### Task directions
Using the records below, output the stretch that opens with the line containing "PR #2081, opened 2021-07-08" and closes with the line containing "4. Type tomorrow", exactly and including both lines, with nothing more.

### Available data
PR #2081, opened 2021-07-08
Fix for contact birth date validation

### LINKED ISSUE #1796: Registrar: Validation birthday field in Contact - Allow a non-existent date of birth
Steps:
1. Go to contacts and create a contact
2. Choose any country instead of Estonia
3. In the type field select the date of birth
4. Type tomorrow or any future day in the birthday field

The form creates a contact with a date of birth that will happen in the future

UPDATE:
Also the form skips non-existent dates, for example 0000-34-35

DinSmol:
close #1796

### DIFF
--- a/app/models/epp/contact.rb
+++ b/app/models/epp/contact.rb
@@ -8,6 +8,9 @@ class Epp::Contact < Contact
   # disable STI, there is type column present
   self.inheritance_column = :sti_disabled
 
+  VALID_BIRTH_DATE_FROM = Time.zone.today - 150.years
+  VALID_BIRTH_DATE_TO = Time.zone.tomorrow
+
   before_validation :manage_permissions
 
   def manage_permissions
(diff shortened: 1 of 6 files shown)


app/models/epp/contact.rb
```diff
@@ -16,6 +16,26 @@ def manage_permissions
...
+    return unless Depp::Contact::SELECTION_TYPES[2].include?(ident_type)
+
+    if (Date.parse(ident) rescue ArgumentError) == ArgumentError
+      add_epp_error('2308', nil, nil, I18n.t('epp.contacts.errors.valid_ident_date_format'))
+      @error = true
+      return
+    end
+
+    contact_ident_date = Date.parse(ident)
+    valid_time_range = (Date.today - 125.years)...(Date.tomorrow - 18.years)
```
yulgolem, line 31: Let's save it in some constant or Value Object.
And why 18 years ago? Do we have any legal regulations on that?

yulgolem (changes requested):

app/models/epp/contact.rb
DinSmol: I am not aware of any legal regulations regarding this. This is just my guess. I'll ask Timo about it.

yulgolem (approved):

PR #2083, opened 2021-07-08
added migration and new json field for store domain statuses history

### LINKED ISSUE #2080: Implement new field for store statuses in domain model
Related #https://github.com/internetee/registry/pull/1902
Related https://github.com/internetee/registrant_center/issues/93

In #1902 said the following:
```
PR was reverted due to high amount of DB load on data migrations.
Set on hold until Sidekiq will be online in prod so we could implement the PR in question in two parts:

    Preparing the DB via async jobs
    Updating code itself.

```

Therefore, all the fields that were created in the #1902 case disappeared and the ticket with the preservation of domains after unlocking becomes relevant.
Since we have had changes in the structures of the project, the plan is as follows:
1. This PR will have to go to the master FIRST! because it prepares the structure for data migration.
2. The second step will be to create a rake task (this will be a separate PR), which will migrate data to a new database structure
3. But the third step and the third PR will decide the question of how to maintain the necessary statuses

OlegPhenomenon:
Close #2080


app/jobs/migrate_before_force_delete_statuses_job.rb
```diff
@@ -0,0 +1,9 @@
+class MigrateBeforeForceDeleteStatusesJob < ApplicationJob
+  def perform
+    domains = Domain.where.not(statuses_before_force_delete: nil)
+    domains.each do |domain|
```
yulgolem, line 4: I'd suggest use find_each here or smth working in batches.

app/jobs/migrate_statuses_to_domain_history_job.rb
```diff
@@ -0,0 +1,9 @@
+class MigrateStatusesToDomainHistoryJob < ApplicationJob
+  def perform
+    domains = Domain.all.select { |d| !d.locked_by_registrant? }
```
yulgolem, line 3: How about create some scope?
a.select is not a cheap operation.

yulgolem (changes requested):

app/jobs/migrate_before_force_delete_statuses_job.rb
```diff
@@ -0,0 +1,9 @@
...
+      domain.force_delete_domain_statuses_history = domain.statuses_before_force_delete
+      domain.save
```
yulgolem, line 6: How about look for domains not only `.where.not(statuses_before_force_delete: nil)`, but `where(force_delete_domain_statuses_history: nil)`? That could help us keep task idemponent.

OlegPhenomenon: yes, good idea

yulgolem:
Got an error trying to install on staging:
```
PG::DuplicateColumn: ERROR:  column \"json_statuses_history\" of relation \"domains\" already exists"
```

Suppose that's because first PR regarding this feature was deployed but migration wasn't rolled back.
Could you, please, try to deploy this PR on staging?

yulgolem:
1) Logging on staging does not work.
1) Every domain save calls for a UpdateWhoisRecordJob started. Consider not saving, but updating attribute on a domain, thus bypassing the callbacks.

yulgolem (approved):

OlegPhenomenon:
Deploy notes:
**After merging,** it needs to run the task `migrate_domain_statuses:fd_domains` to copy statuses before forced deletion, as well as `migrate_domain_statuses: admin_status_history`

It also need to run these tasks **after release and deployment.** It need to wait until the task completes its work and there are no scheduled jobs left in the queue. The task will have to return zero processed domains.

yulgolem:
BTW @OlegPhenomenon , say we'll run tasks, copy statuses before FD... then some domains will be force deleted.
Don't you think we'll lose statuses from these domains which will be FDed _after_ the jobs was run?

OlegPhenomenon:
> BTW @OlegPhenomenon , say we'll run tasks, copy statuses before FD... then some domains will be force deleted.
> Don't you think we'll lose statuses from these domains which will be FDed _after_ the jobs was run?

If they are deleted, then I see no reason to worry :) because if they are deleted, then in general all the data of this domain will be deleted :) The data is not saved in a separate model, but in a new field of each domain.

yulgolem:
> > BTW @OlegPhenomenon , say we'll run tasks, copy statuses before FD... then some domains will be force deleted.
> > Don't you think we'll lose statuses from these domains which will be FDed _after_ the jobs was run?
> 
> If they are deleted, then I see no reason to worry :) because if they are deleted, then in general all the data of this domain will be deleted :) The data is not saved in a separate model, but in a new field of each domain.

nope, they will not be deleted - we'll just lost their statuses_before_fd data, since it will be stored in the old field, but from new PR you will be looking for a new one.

--

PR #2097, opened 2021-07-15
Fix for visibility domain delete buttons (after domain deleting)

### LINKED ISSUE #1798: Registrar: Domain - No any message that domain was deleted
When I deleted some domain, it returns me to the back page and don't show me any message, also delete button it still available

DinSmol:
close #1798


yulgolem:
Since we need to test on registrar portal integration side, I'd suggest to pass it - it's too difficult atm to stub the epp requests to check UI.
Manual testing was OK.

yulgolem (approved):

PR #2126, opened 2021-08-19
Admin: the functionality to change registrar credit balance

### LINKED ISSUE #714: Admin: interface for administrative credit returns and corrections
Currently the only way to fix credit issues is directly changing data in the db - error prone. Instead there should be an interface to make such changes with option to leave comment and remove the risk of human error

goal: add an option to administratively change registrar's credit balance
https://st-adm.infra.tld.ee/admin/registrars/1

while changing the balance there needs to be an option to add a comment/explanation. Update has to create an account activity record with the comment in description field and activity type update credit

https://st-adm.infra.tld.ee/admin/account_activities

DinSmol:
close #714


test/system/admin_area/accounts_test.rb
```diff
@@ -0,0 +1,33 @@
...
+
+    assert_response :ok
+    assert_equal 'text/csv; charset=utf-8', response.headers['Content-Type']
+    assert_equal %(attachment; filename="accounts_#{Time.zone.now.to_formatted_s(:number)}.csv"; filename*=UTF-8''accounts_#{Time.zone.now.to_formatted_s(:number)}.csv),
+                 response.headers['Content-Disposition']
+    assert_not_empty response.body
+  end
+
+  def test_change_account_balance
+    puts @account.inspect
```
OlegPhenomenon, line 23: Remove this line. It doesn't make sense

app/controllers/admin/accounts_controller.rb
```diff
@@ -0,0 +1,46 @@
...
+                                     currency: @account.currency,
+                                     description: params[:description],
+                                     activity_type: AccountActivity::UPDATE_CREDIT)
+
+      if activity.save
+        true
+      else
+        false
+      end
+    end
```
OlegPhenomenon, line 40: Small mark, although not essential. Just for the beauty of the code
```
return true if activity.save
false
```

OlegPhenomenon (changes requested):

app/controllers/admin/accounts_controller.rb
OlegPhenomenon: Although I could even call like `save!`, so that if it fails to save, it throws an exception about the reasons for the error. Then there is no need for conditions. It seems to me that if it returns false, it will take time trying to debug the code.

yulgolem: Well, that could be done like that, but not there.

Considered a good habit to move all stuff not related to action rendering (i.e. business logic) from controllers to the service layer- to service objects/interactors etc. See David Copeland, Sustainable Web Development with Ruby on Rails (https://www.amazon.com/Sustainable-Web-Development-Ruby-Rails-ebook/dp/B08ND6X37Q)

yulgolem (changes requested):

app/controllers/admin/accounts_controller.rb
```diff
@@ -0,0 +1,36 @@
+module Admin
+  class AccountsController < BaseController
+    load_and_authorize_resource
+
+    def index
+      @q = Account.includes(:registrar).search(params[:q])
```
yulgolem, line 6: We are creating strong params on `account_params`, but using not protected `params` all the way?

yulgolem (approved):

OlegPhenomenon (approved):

### Output
PR #2081, opened 2021-07-08
Fix for contact birth date validation

### LINKED ISSUE #1796: Registrar: Validation birthday field in Contact - Allow a non-existent date of birth
Steps:
1. Go to contacts and create a contact
2. Choose any country instead of Estonia
3. In the type field select the date of birth
4. Type tomorrow or any future day in the birthday field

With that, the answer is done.